Windows program for RAG using local pdf files, magazines, and technical documents using gguf models

Posted by cmdrmcgarrett@reddit | LocalLLaMA | View on Reddit | 12 comments

I am older and all this stuff is so confusing to me but I am trying to learn. Please bear with me.

Right now I am using Backyard AI and LM Studio as my chat programs.

I would like to use RAG to load all my computer magazines, manuals,and technical books into a model and have it searchable to answer questions and offer ideas. Same with other possible models. I would be using llama 3.2-3B uncensored or dolphin 2.9.2 with llama 3.1.

I know how to use the AI as Context Docs but I want a permanent solution so I can have one model for computer questions and help, another for medical, and so forth.

Are there any free LLM programs that can do this? If the ones that I am using already can do this can someone guide me?

Thank you in advance

[-]

Additional_Ad_7718@reddit

LMStudio is easy to use and it has RAG.

[-]

mtomas7@reddit

In my test LM Studio's Chat with document had best results, but it doesn't have a feature to add a large collection of documents.

[-]

Additional_Ad_7718@reddit

Yeah that's the main reason I somewhat hesitated to recommend it here

[-]

DryContact6504@reddit

I've been happy with anythingllm as a RAG. It works with lmstudio both for the inference and for the embeddings if you have an embedding model loaded.

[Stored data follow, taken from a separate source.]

PR #1309, opened 2024-03-25
PARQUET-2454: invoking flush before closing the output stream

ahshahid:
In customer deployments, sporadically the parquet generated using spark sql 's "insert overwrite" is found to be corrupted when read back. The writing tasks all commit successfully and no exception of any sort is seen. Given the low frequency of occurrence and deficit of just 248 bytes ( as gleaned from the log analysis), points to the case that footer data might be missing or not written fully, with close getting invoked.
So suggest adding a flush before closing of the output stream. 

### Jira
 My PR addresses the following [Parquet Jira](https://issues.apache.org/jira/browse/PARQUET-2454)

- [ ] My PR addresses the following [Parquet Jira](https://issues.apache.org/jira/browse/PARQUET-2454) issues and references

### Tests

### Commits

### Style

### Documentation


wgtmac (approved):
This seems benign to me. WDYT? @gszadovszky

gszadovszky (commented):
This is a good catch, @ahshahid. Thanks for working on this!

Based on the contracts of `OutputStream.flush()` and `OutputStream.close()`, this call is even necessary. (This was surprising to me. I've thought that `close()` would involve `flush()` based on the implementations I've seen so far.)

I wish there was more detailed control, but it is what it is and it's not bad.

Markdown from github is pretty nice to load in.

Is that in the ballpark of what you were looking for? Presumably there will be many, many RAGs created over time.

[-]

ArmoredBattalion@reddit

since it's rag could i use a worse model like Llama 3.2 1b

[-]

DryContact6504@reddit

Being able to reference things directly does seem to help. I still like 3B personally but 1B is worth a shot.

[-]

happy_dreamer10@reddit

You can use simply one model , and you can have multiple vector store as to how many you need

[-]

privacyparachute@reddit

Try www.papeg.ai

Just drag your files into the browser window.

[-]

eggs-benedryl@reddit

I use MSTY and it's the best of the frontends I've tried, it's RAG implementation is pretty damn simple.

You can add them as a whole folder or individually, it also allows loading of youtube links that have transcriptions. I like it so much I bought their lifetime premium subscription.

[-]

Eugr@reddit

You can try Open-WebUI and load all your PDFs into a knowledgebase. You can then refer to it in the prompt. You will need to configure it a bit to work - such as choosing an embedding model (I use nomic-embed-text) and embeddings model engine (I use ollama as my API backend). You may also want to play with a context window and some other parameters to get better replies, as the default 2048 token context is not usually enough. 8K tokens work well though.

I did have issues with some PDFs that failed to upload - not sure if there is a size limitation or some parser issues.

[-]

Super_Spot3712@reddit

open-webui doesn't always work well for me. Sometimes when I attach a PDF and ask for a summary, the response is - which pdf? Sometimes it works, sometimes not.

[-]

Eugr@reddit

You need to increase the context length. It does the same for me with default context, but works better if I use >8K. And I’m not sure if it’s aware of the file type - I just ask about “paper” or “article” or “document”.